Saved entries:
===============

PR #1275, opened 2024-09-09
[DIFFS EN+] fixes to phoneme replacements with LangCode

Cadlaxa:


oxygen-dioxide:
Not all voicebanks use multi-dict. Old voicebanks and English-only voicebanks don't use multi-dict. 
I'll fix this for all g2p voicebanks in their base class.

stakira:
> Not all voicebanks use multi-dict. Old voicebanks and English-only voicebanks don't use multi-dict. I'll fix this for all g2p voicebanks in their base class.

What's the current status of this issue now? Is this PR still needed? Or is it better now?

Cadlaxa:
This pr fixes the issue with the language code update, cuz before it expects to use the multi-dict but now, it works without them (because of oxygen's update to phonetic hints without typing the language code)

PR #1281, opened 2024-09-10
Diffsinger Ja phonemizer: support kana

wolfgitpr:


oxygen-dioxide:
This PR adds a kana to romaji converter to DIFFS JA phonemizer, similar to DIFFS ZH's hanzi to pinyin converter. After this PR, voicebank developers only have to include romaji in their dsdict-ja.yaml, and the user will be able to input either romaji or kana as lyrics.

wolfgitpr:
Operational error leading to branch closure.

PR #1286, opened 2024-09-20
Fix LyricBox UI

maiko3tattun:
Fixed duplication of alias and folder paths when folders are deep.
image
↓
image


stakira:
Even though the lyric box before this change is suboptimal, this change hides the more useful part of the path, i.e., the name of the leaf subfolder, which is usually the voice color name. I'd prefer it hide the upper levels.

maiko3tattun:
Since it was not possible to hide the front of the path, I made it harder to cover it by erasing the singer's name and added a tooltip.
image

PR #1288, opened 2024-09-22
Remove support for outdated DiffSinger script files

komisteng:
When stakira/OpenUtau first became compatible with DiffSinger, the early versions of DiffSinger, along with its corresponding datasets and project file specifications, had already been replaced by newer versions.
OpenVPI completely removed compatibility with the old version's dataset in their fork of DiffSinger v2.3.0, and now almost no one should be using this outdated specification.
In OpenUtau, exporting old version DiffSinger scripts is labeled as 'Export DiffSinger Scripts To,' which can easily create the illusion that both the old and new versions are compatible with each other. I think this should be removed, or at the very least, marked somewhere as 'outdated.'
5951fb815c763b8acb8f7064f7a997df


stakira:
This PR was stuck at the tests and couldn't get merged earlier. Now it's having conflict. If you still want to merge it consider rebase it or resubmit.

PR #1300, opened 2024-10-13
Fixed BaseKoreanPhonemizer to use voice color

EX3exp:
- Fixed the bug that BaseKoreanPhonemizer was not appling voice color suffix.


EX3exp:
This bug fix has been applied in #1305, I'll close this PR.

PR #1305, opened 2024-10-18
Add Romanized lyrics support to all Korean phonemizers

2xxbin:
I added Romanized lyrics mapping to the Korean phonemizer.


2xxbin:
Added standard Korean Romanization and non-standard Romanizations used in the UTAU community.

===============

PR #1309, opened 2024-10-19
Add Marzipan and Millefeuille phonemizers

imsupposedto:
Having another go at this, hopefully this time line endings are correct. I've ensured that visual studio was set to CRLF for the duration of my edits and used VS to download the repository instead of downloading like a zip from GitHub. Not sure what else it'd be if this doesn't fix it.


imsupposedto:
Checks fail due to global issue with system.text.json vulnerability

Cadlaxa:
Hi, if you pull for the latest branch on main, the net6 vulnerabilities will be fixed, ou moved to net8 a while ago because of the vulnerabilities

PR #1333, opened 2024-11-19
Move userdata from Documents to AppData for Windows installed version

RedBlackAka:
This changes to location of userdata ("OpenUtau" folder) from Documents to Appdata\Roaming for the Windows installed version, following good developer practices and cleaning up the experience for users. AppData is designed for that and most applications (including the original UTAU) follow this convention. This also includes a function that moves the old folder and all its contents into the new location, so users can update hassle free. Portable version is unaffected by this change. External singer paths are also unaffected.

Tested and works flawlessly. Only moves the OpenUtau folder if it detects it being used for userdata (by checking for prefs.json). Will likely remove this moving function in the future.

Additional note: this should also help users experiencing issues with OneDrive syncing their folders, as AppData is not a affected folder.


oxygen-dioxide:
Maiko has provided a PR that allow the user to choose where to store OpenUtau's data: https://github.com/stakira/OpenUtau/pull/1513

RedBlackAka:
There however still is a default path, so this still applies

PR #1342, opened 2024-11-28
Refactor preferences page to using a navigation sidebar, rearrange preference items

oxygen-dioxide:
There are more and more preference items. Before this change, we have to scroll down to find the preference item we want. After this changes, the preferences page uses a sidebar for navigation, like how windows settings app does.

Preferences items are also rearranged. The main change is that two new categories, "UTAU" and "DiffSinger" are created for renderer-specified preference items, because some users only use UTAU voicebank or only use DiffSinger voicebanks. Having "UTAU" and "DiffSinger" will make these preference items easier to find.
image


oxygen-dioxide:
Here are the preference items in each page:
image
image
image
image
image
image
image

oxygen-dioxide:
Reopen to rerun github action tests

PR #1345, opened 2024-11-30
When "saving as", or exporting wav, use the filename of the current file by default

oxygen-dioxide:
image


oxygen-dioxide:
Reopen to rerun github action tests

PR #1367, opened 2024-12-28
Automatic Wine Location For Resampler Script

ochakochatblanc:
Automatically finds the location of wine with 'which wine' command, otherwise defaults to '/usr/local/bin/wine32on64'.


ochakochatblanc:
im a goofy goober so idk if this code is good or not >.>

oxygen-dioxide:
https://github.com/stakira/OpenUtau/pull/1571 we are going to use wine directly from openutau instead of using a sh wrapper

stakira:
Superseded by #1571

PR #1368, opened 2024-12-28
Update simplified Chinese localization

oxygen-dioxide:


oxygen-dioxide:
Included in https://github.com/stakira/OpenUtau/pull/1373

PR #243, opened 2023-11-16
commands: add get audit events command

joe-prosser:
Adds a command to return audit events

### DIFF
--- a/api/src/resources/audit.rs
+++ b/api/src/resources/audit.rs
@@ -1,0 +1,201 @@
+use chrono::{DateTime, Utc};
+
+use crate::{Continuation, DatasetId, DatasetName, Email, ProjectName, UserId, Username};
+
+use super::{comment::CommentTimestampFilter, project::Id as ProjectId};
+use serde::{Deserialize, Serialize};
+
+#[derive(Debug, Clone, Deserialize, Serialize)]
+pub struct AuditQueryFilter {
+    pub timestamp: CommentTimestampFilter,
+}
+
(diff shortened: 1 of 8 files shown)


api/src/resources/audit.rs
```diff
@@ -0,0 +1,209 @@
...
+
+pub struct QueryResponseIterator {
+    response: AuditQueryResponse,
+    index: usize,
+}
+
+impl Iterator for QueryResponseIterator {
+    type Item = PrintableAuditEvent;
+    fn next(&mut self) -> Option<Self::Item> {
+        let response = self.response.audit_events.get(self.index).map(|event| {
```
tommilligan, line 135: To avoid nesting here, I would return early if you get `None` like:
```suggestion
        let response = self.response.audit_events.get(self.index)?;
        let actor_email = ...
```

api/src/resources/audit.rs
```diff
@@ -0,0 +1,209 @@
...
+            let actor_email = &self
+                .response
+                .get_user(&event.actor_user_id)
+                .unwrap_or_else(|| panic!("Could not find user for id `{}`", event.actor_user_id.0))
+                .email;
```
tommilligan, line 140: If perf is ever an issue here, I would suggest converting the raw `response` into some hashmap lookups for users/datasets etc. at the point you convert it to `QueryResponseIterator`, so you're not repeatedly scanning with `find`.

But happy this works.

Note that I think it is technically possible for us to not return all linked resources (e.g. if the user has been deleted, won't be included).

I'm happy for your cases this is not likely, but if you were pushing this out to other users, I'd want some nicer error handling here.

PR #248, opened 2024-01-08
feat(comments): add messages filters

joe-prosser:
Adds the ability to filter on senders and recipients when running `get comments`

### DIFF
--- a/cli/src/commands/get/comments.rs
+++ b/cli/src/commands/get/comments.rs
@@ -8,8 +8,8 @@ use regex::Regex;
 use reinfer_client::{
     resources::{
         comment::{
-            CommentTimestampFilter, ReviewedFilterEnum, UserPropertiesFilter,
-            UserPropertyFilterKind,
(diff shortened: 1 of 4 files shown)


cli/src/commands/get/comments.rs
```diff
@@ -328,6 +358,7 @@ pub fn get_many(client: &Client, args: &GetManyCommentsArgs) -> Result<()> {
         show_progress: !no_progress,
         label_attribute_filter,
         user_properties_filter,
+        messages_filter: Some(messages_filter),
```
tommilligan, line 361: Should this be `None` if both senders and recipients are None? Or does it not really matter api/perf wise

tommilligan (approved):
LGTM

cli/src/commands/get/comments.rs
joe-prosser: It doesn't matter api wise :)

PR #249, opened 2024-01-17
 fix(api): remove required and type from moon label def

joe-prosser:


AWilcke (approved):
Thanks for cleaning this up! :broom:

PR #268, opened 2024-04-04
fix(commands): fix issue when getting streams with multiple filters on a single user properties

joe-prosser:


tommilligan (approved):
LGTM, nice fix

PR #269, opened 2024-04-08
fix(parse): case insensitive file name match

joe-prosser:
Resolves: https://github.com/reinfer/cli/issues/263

===============

_Problem description_. For each line above that contains the word "struct", give the line as it is written.

_Expected output_.
+pub struct AuditQueryFilter {
+pub struct QueryResponseIterator {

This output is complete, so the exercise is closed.